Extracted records
──────────

PR #16, opened 2017-07-20
create a toml package

rybit:


ntoml/netlify_toml.go
```diff
@@ -0,0 +1,103 @@
...
+	"path"
+	"strings"
+
+	"github.com/BurntSushi/toml"
+	"github.com/pkg/errors"
+)
+
+const DefaultFilename = "netlify.toml"
+
+type NetlifyToml struct {
```
calavera: This doesn't match the configuration in buildbot. Let's make sure they are compatible:

https://github.com/netlify/buildbot/blob/master/bot/configuration/configuration.go#L19-L31

rybit: should be addressed

calavera:
LGTM

brycekahle:
What is the benefit of having the configuration definitions here instead of in the projects that use them?

rybit:
it is because we don't have a place to specify "what can you set" in the toml file. It leads to overlapping configuration and "I think you can do that...". It also doesn't let us define some common structures (e.g. settings).

ntoml/netlify_toml.go
```diff
@@ -0,0 +1,111 @@
...
+
+func LoadFrom(paths ...string) (*NetlifyToml, error) {
+	if len(paths) == 0 {
+		return nil, errors.New("No paths specified")
+	}
+
+	out := new(NetlifyToml)
+
+	for _, p := range paths {
+		if _, err := os.Stat(p); err == nil {
```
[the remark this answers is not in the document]
brycekahle: The reason for this is that anything can happen on the filesystem between the `Stat` and `ReadFile` calls. If you want to ignore paths that don't exist, best to do it on `ReadFile`.

ntoml/netlify_toml.go
```diff
@@ -0,0 +1,111 @@
...
+			data, ferr := ioutil.ReadFile(p)
+			if ferr != nil {
+				return nil, errors.Wrapf(ferr, "Error while reading in file %s.", p)
+			}
+
+			if _, derr := toml.Decode(string(data), out); derr != nil {
+				return nil, errors.Wrapf(err, "Error while decoding file %s", p)
```
brycekahle: should be `derr` instead of `err`.

ntoml/netlify_toml.go
```diff
@@ -71,14 +71,14 @@ func LoadFrom(paths ...string) (*NetlifyToml, error) {
...
-			data, ferr := ioutil.ReadFile(p)
-			if ferr != nil {
-				return nil, errors.Wrapf(ferr, "Error while reading in file %s.", p)
-			}
+		data, ferr := ioutil.ReadFile(p)
+		if ferr != nil {
+			return nil, errors.Wrapf(ferr, "Error while reading in file %s.", p)
+		}
 
+		if !os.IsNotExist(ferr) {
```
brycekahle: `ferr` will always be `nil` here. You need to check `os.IsNotExist` first.

PR #17, opened 2017-07-24
Split Rabbit initialization to be more flexible.

calavera:
- Create DialToRabbit function to get only a connection.
- Allow to create multiple consumers based on a connection.

Signed-off-by: David Calavera <david.calavera@gmail.com>


rybit:
lgtm

PR #18, opened 2017-07-24
close a channel to indicate the server is closing

rybit:
We were having the case that this would timeout because we would be waiting for the exit signal on shutdown and the listen to exit. This fixes that I think.


calavera:
LGTM

PR #24, opened 2017-08-10
set TLS values directly

rybit:
In this case we allow for using the values directly, not from file. It is good for kube services.

Also, if no CA is specified we will fall back to the system ones.


calavera:
LGTM

PR #26, opened 2017-08-15
add support for reflecting into missing stucts

rybit:
This won't support pointers to strings/int/etc


brycekahle:
Should we add tests for env vars since that is what we are concerned about breaking?

rybit:
good call @brycekahle, added!

PR #28, opened 2017-08-16
migrate to using env config

rybit:
This should let us configure from the environment, not files, more easily.

We can still use files from the environment. When updating to this version of the lib though, we would not support json/toml/yaml any longer.

I think that this makes sense (after some convincing from @brycekahle ) because many of our services are moving to kubernetes and that will make it much easier to work in that environment. It _should_ simplify the templates too.

It will required that we change all the tags on structures when the service is moved over.


rybit:
an open question I have is how it handles things like a `map[string]struct{}`? Or `[]struct{}`. 


Those are really common

rybit:
or doing arbitrary k/v maps. That doesn't seem supported easily.

rybit:
The more I think on this, the less I think this is going to work. Yes, it is good to be able to configure out of env vars. But outside the simple use cases, some lightly nested objects, this falls apart. 

For concrete instances:
  - [arbitrary maps](https://github.com/netlify/netlify-commons/blob/master/nconf/metrics.go#L29)
  - [simple structures](https://github.com/netlify/ns1controller/blob/master/conf/configuration.go#L30)
  - https://github.com/netlify/buildbot/blob/master/consumer/messages/cmd_data.go#L8
  - [maps to structs](https://github.com/netlify/proxy/blob/master/conf/configuration.go#L11)

I am betting many of those can be solved using [custom encoders](https://github.com/netlify/proxy/blob/master/conf/configuration.go#L11). But that will mean we will have to have some convention for serializing those to env vars. And then there is the issue of hitting the practical limit of the max length of environment variables.

rybit:
It might be that we'd then have to have some dependency on a file for _some_ config and then on env vars for others. I don't like that

brycekahle:
maps to non-struct types:
> export MYAPP_COLORCODES="red:1,green:2,blue:3"

slice of structs: These wouldn't have worked from the environment with viper either. I don't think viper has support for slices from env vars at all, does it?

Realistically, I think we need to strive for environment variable configuration for docker apps where possible. That may mean restructuring the configuration. If not possible, then we will be doing things like [this](https://github.com/netlify/ansible/blob/9370229dea13a1e786b1903a7fdc1ef085e611e5/kubernetes/log-watcher/kubernetes-spec.yml#L33-L41).

For non-docker apps, I think we can use whatever we like.

brycekahle:
We may also start loading configuration from consul in the near future too.

rybit:
So yes it does support maps of structs, but look at the ns1controller config or the proxy config, those end up being really cumbersome to understand when jammed into an env var. 

I am not sure on the slice of structs, I know that it would work from file but not sure on the env var. It seems very against the way that envvars are meant to be used. 

And to address consul & docker directly:
  - yes, we may one day directly read from consul. But all the stuff I have read has recommended using a buffer (consul-templates) for production services. This means that you can still operate if the consul cluster goes down. So directly reading from consul? That doesn't seem too likely
  - docker, yes we def need to handle that better. For instance, it would be very reasonable to put the ns1controller in there. I don't have a good idea on _how_ we would load the more complex config. We could do something nasty like serialize a bunch of json into an envvar...but please no. I am def open to suggestions. 

And for perspective, the ns1controller has a reasonably small config and it is 5k characters in production. The limit on the env is around 32k ~ for all the environment. Just something to consider.

I am open to options about how to better do configuration

rybit:
ok not going to do this. It is conflating too many issues. We are instead going to push forward with _no_ env support in commons and tackle it as we need it

PR #119, opened 2020-03-03
add gdbserver-arm support

kabeor:


aquynh:
great job!

however, maybe it is time to refactor gdblistener.py so that we do not mix all architecture dependent code into the same class, with so many if/then. maybe each architecture has 1 class, then call class method via dispatcher?

xwings:
thanks! merge for now and pending refactoring

PR #121, opened 2020-03-03
Use password-protected archive to protect shellcode.

quangnh89:
Due to antivirus softwares scan this shellcode and detect it as malware, we should use create password-protected archive to protect it.


xwings:
cool, can you do the same for wannacry  example too ? Thanks!

quangnh89:
> cool, can you do the same for wannacry example too ? Thanks!

No, I can't. After reviewing core component, I realize that that example loads PE file by using path. My example uses qiling to emulate shellcode from a buffer.

Qiling should accept a file-like object as parameter to load file.

xwings:
Ah, ok just realized that if for a string. 

thanks !

PR #124, opened 2020-03-06
add gdbserver-mips32 support

kabeor:


xwings:
Hi,

i think all the 

`if self.ql.arch == QL_MIPS32EL: ` 

can be

`if self.ql.arch in (QL_MIPS32EL, QL_MIPS32): `

can you please change it

xwings:
Thanks !!!!!

PR #125, opened 2020-03-06
fix for syscall nanosleep read size

ucgJhe:
according to the Linux manual the size of time_t is 8 bytes on x86_64 and 4 bytes on x86.


xwings:
thanks !!!!

PR #131, opened 2020-03-10
reveal open_flag_mapping and mode in debug message

ucgJhe:
now the syscall open and openat will look like `open(filename, O_CERAT | O_WRONLY, 0o644)` in debug meesage


xwings:
Hi,

Thanks !

PR #132, opened 2020-03-10
fix missing arch for open_flag_mapping, remove uneeded argument

ucgJhe:
as title.

### DIFF
--- a/qiling/os/posix/syscall.py
+++ b/qiling/os/posix/syscall.py
@@ -257,7 +257,7 @@ def ql_syscall_open(ql, filename, flags, mode, null0, null1, null2):
             regreturn = -1
 
     ql.nprint("open(%s, 0x%x, 0o%o) = %d" % (relative_path, flags, mode, regreturn))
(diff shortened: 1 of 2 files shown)


qiling/os/posix/syscall.py
```diff
@@ -257,7 +257,7 @@ def ql_syscall_open(ql, filename, flags, mode, null0, null1, null2):
             regreturn = -1
 
     ql.nprint("open(%s, 0x%x, 0o%o) = %d" % (relative_path, flags, mode, regreturn))
-    ql.dprint("open(%s, %s, 0o%o) = %d" % (relative_path, open_flags_mapping(flags), mode, regreturn))
+    ql.dprint("open(%s, %s, 0o%o) = %d" % (relative_path, open_flags_mapping(flags, ql.arch), mode, regreturn))
```
xwings: make it as drpint and [+] open so we know is a debug print.

ucgJhe: fix it for both syscall open, openat

xwings:
thanks !

PR #133, opened 2020-03-10
add syscall ql_syscall_lstat

ucgJhe:
as title.


xwings:
hi,

maybe just add it in for other arch too ?

xwings:
nice, thanks !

──────────

### Work required
Of the lines above, count those containing the word "connection", and give the number by itself.

### Task result
2